(AVAILABLE DATA)

PR #1086, opened 2022-07-16
Have KLayout run def2stream script directly

nmoroze:
This PR renames our KLayout def2stream.py script to klayout_export.py, and deletes the old klayout_export.py (which previously read in and `exec()`-ed the def2stream.py)

This change is based on feedback from @arlpetergadfordt that the old pattern resulted in more confusing error messages.

For demonstration, I inserted a syntax error in def2stream.py on line 221 and ran it before and after this change:
Before:
```
ERROR: invalid syntax (<string>, line 221)
  /home/noah/code/siliconcompiler/siliconcompiler/tools/klayout/klayout_export.py:11
```

After:
```
ERROR: /home/noah/code/siliconcompiler/siliconcompiler/tools/klayout/klayout_export.py:221: invalid syntax
```

I think the old approach was done to enable us to call two scripts sequentially. Since we're no longer doing that, I think this change makes sense.


aolofsson (approved):
Make sense!

PR #1088, opened 2022-07-16
Fix wheels build

nmoroze:
Looks like something must have changed on the MacOS Github environment that makes this directory already exist (causing the lack of `-p` flag to cause the `mkdir` command to fail).

This PR fixes the breakage. Manual run to verify: https://github.com/siliconcompiler/siliconcompiler/actions/runs/2680480664 (I think the error here is transient)


aolofsson (approved):
That's pretty weird, but I guess we can't question the stock install?

PR #1089, opened 2022-07-18
Gracefully handle invalid characters in tool output

### LINKED ISSUE #1073: SC crashes when logfiles contain non-ASCII characters
I noticed that when running Surelog over this [file](https://github.com/openhwgroup/cvfpu/blob/develop/src/fpnew_fma_multi.sv#L322) with non-ASCII characters, SC would crash due to Surelog writing them out to the logfile. 

Surelog has been updated to no longer emit these characters: https://github.com/chipsalliance/Surelog/pull/2877, but it still seems worth making SC more robust to this.

Crashes came in two places:
1) the actual executable run logic, if quiet=False
2) `check_logfile()`

nmoroze:
This PR addresses issue #1073, which reported SC crashing when displaying output or parsing the logs of tools that send invalid characters to stdout or stderr.

The details of the issue were slightly misstated: I originally thought non-ASCII characters were the problem, but it turns out SC can handle non-ASCII output from tools fine. The issue came up because an old version of Surelog had a bug that would cause it to output bytes that were not even valid UTF-8 (which is the default encoding for most Python installations).

Although this is an error in the tool, it should be handled gracefully and not cause SC to crash. Python's `open()` function lets you pass in an error handler to specify what it does when invalid characters are encountered. There are a handful of built-in handlers, but they all handle the issue silently. Since an invalid character indicates an issue with the tool, I implemented custom handlers that log a warning.

One of the handlers, used for displaying tool output, passes through to the builtin "replace" handler that replaces the invalid character with "�". The other, used for processing the logfile, simply ignores the invalid character. This seemed like a reasonable set of behaviors to me.

This might seem a little funky since it uses some less well-known Python features, but I think this is the best approach to handling this edge case. I tested it with the old version of Surelog that had the relevant bug, and it fixed the crash and output warnings in the correct places.

Closes #1073.

### DIFF
--- a/siliconcompiler/core.py
+++ b/siliconcompiler/core.py
@@ -35,6 +35,7 @@ import csv
 import distro
 import netifaces
 import webbrowser
+import codecs
 import packaging.version
 import packaging.specifiers
 from jinja2 import Environment, FileSystemLoader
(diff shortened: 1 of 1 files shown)


aolofsson:
Are you sure this warrants a custom handler? If we have only ever seen it with surelog, and there seems to be a fix already, is it worth the implementation and package dependency cost?

PR #1090, opened 2022-07-18
Some cleanup of check_logfile()

nmoroze:
This PR cleans up some things that gave me trouble when I was testing out PR #1089. I also did a pass on the docstring.

Code changes:
- If logfile is not supplied, construct full path based on jobname, step, and index. This makes this function more usable in a user's scripts, right now it is implicitly designed to run inside the task directory.
- Make default behavior for 'index' consistent with 'step' (use ['arg', 'index'] instead of first item in flowgraph)
- raise exception if no step or index provided (otherwise this bubbles into a fatal error, since these are needed to find regexes)
- Close the report files when done. Python garbage collector probably handles this, but it's good practice
- Fix inconsistent indentation

Docs changes:
- "logged" instead of "displayed to STDOUT" in docstring, since errors are printed to stderr (and logging module can have output redirected)
- Specify behavior of None values in docstring
- Fix example

### DIFF
--- a/siliconcompiler/core.py
+++ b/siliconcompiler/core.py
@@ -2905,22 +2905,22 @@ class Chip:
 
         Reads the content of the task's log file and compares the content found
         with the task's 'regex' parameter. The matches are stored in the file
-        '<design>.<suffix>' in the current directory. The matches are printed to
-        STDOUT if display is set to True.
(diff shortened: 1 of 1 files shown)


nmoroze:
Thanks, should be all set now!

(End AVAILABLE DATA)

Return the lines from the line containing "- Fix example" to the end of the entries above, exactly as they appear and with no other output.

- Fix example

### DIFF
--- a/siliconcompiler/core.py
+++ b/siliconcompiler/core.py
@@ -2905,22 +2905,22 @@ class Chip:
 
         Reads the content of the task's log file and compares the content found
         with the task's 'regex' parameter. The matches are stored in the file
-        '<design>.<suffix>' in the current directory. The matches are printed to
-        STDOUT if display is set to True.
(diff shortened: 1 of 1 files shown)


nmoroze:
Thanks, should be all set now!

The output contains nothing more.